I am struggling with a PySpark code, in particular, I'd like to call a function on an object col which is not iterable.

from pyspark.sql.functions import col, lower, regexp_replace, split
from googletrans import Translator

def clean_text(c):
  c = lower(c)
  c = regexp_replace(c, r"^rt ", "")
  c = regexp_replace(c, r"(https?\://)\S+", "")
  c = regexp_replace(c, "[^a-zA-Z0-9\\s]", "") #removePunctuation 
  c = regexp_replace(c, r"\n", " ")
  c = regexp_replace(c, r"   ", " ")
  c = regexp_replace(c, r"  ", " ")  
#   c = translator.translate(c, dest='en', src='auto')
  return c

clean_text_df = uncleanedText.select(clean_text(col("unCleanedCol")).alias("sentence"))
clean_text_df.printSchema()
clean_text_df.show(10)

As soon as I run the code within c = translator.translate(c, dest='en', src='auto') the error shown from Spark is TypeError: Column is not iterable.

What I would like to do is a translation word by word:

From:

+--------------------+
|            sentence|
+--------------------+
|ciao team there a...|
|dear itteam i urg...|
|buongiorno segnal...|
|hi team regarding...|
|hello please add ...|
|ciao vorrei effet...|
|buongiorno ho vis...|
+--------------------+

To:

+--------------------+
|            sentence|
+--------------------+
|hello team there ...|
|dear itteam i urg...|
|goodmorning segna...|
|hi team regarding...|
|hello please add ...|
|hello would effet...|
|goodmorning I see...|
+--------------------+

The schema of the DataFrame is:

root
 |-- sentence: string (nullable = true)

Could anyone please help me?

Thank you very much

PySpark is just the Python API written to support Apache Spark. If you want to use custom python functions, you will have to define a user defined function (udf).

Keep your clean_text() function as is (with the translate line commented out) and try the following:

from pyspark.sql.functions import udf
from pyspark.sql.Types import StringType

def translate(c):
  return translator.translate(c, dest='en', src='auto')

translateUDF = udf(translate, StringType())
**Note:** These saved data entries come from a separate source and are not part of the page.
PR #2431, opened 2021-11-29
Support to get versioned ABI from SDK

habdelra:
@backspace This PR will allow you to retrieve a versioned ABI from the SDK. To call it just ask for any of the contract names in the packages/cardpay-sdk/contracts/abi/<version> folder. for example:
```js
let abi = await getABI("price-oracle", web3); 
```
will return current price oracle contract ABI for the current protocol version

clean_text_df = uncleanedText.select(
  translateUDF(clean_text(col("unCleanedCol"))).alias("sentence")
)

The other functions in your original clean_text (lower and regexp_replace) are built-in spark functions and operate on apyspark.sql.Column.

Be aware that using this udf will bring a performance hit. See: Spark functions vs UDF performance?